PR #242, opened 2016-12-30
Removed fast capturing for add keymap page

### LINKED ISSUE #238: Fast capturing should only work on keymap edit page
It shouldn't work on add keymap page neither on keymap-tab

NejcZdovc:
Fixes #238

### DIFF
--- a/src/components/keyboard/slider/keyboard-slider.component.ts
+++ b/src/components/keyboard/slider/keyboard-slider.component.ts
@@ -79,6 +79,7 @@ export class KeyboardSliderComponent implements OnChanges {
     @Input() layers: Layer[];
     @Input() currentLayer: number;
     @Input() keybindAnimationEnabled: boolean;
+    @Input() capturingEnabled: boolean;
     @Output() keyClick = new EventEmitter();
     @Output() keyHover = new EventEmitter();
     @Output() capture = new EventEmitter();
--- a/src/components/svg/keyboard/svg-keyboard.component.ts
+++ b/src/components/svg/keyboard/svg-keyboard.component.ts
@@ -11,6 +11,7 @@ import { SvgModule } from '../module';
 export class SvgKeyboardComponent implements OnInit {
     @Input() moduleConfig: Module[];
     @Input() keybindAnimationEnabled: boolean;
+    @Input() capturingEnabled: boolean;
     @Output() keyClick = new EventEmitter();
     @Output() keyHover = new EventEmitter();
     @Output() capture = new EventEmitter();
--- a/src/components/svg/keys/svg-keyboard-key/svg-keyboard-key.component.ts
+++ b/src/components/svg/keys/svg-keyboard-key/svg-keyboard-key.component.ts
@@ -70,6 +70,7 @@ export class SvgKeyboardKeyComponent implements OnInit, OnChanges, OnDestroy {
     @Input() width: number;
     @Input() keyAction: KeyAction;
     @Input() keybindAnimationEnabled: boolean;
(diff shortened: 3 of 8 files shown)


src/components/svg/keys/svg-keyboard-key/svg-keyboard-key.component.ts
```diff
@@ -70,6 +70,7 @@ export class SvgKeyboardKeyComponent implements OnInit, OnChanges, OnDestroy {
     @Input() width: number;
     @Input() keyAction: KeyAction;
     @Input() keybindAnimationEnabled: boolean;
+    @Input() popoverEnabled: boolean;
```
fjozsef: Rename this to `capturingEnabled`

src/components/keyboard/slider/keyboard-slider.component.ts
```diff
@@ -79,6 +79,7 @@ export class KeyboardSliderComponent implements OnChanges {
     @Input() layers: Layer[];
     @Input() currentLayer: number;
     @Input() keybindAnimationEnabled: boolean;
+    @Input() popoverEnabled: boolean;
```
fjozsef: Rename this to `capturingEnabled`

src/components/svg/keyboard/svg-keyboard.component.ts
```diff
@@ -11,6 +11,7 @@ import { SvgModule } from '../module';
 export class SvgKeyboardComponent implements OnInit {
     @Input() moduleConfig: Module[];
     @Input() keybindAnimationEnabled: boolean;
+    @Input() popoverEnabled: boolean;
```
fjozsef: Rename this to `capturingEnabled`

src/components/svg/module/svg-module.component.ts
```diff
@@ -14,6 +14,7 @@ export class SvgModuleComponent {
     @Input() keyboardKeys: SvgKeyboardKey[];
     @Input() keyActions: KeyAction[];
     @Input() keybindAnimationEnabled: boolean;
+    @Input() popoverEnabled: boolean;
```
fjozsef: Rename this to `capturingEnabled`

src/components/svg/keys/svg-keyboard-key/svg-keyboard-key.component.ts
NejcZdovc: We are passing data for`popoverEnabled` trough the inputs to the key and based on this value we decide if we would like to enable capture or not. I think that we should keep original naming of the variable, because we don't send data for capturing, but for popover and then at the end we decide based on popover functionality if we would also like to enable capturing or not.

fjozsef: On a key level (component level) there should be no expectation about popover or any surrounding component, or about parents. 
If you are thinking in components, then a component should work in every use case. e.g. If I want to add a key somewhere e.g. on tutorial page where definitely will not be any popover used, then `popoverEnabled` would be weird property.

NejcZdovc: I am not so attached to this naming, so it's changed now :smile: But your argument can be span around as well.

fjozsef: I am aware that some of the components aren't well designed. Of course those are design mistakes, too. Best would be to create a list and refactor/rename those behaviours/property names. But now all we can do is not introduce more.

Task prompt:
All of the records above must be reproduced exactly.

The answer:
PR #242, opened 2016-12-30
Removed fast capturing for add keymap page

### LINKED ISSUE #238: Fast capturing should only work on keymap edit page
It shouldn't work on add keymap page neither on keymap-tab

NejcZdovc:
Fixes #238

### DIFF
--- a/src/components/keyboard/slider/keyboard-slider.component.ts
+++ b/src/components/keyboard/slider/keyboard-slider.component.ts
@@ -79,6 +79,7 @@ export class KeyboardSliderComponent implements OnChanges {
     @Input() layers: Layer[];
     @Input() currentLayer: number;
     @Input() keybindAnimationEnabled: boolean;
+    @Input() capturingEnabled: boolean;
     @Output() keyClick = new EventEmitter();
     @Output() keyHover = new EventEmitter();
     @Output() capture = new EventEmitter();
--- a/src/components/svg/keyboard/svg-keyboard.component.ts
+++ b/src/components/svg/keyboard/svg-keyboard.component.ts
@@ -11,6 +11,7 @@ import { SvgModule } from '../module';
 export class SvgKeyboardComponent implements OnInit {
     @Input() moduleConfig: Module[];
     @Input() keybindAnimationEnabled: boolean;
+    @Input() capturingEnabled: boolean;
     @Output() keyClick = new EventEmitter();
     @Output() keyHover = new EventEmitter();
     @Output() capture = new EventEmitter();
--- a/src/components/svg/keys/svg-keyboard-key/svg-keyboard-key.component.ts
+++ b/src/components/svg/keys/svg-keyboard-key/svg-keyboard-key.component.ts
@@ -70,6 +70,7 @@ export class SvgKeyboardKeyComponent implements OnInit, OnChanges, OnDestroy {
     @Input() width: number;
     @Input() keyAction: KeyAction;
     @Input() keybindAnimationEnabled: boolean;
(diff shortened: 3 of 8 files shown)


src/components/svg/keys/svg-keyboard-key/svg-keyboard-key.component.ts
```diff
@@ -70,6 +70,7 @@ export class SvgKeyboardKeyComponent implements OnInit, OnChanges, OnDestroy {
     @Input() width: number;
     @Input() keyAction: KeyAction;
     @Input() keybindAnimationEnabled: boolean;
+    @Input() popoverEnabled: boolean;
```
fjozsef: Rename this to `capturingEnabled`

src/components/keyboard/slider/keyboard-slider.component.ts
```diff
@@ -79,6 +79,7 @@ export class KeyboardSliderComponent implements OnChanges {
     @Input() layers: Layer[];
     @Input() currentLayer: number;
     @Input() keybindAnimationEnabled: boolean;
+    @Input() popoverEnabled: boolean;
```
fjozsef: Rename this to `capturingEnabled`

src/components/svg/keyboard/svg-keyboard.component.ts
```diff
@@ -11,6 +11,7 @@ import { SvgModule } from '../module';
 export class SvgKeyboardComponent implements OnInit {
     @Input() moduleConfig: Module[];
     @Input() keybindAnimationEnabled: boolean;
+    @Input() popoverEnabled: boolean;
```
fjozsef: Rename this to `capturingEnabled`

src/components/svg/module/svg-module.component.ts
```diff
@@ -14,6 +14,7 @@ export class SvgModuleComponent {
     @Input() keyboardKeys: SvgKeyboardKey[];
     @Input() keyActions: KeyAction[];
     @Input() keybindAnimationEnabled: boolean;
+    @Input() popoverEnabled: boolean;
```
fjozsef: Rename this to `capturingEnabled`

src/components/svg/keys/svg-keyboard-key/svg-keyboard-key.component.ts
NejcZdovc: We are passing data for`popoverEnabled` trough the inputs to the key and based on this value we decide if we would like to enable capture or not. I think that we should keep original naming of the variable, because we don't send data for capturing, but for popover and then at the end we decide based on popover functionality if we would also like to enable capturing or not.

fjozsef: On a key level (component level) there should be no expectation about popover or any surrounding component, or about parents. 
If you are thinking in components, then a component should work in every use case. e.g. If I want to add a key somewhere e.g. on tutorial page where definitely will not be any popover used, then `popoverEnabled` would be weird property.

NejcZdovc: I am not so attached to this naming, so it's changed now :smile: But your argument can be span around as well.

fjozsef: I am aware that some of the components aren't well designed. Of course those are design mistakes, too. Best would be to create a list and refactor/rename those behaviours/property names. But now all we can do is not introduce more.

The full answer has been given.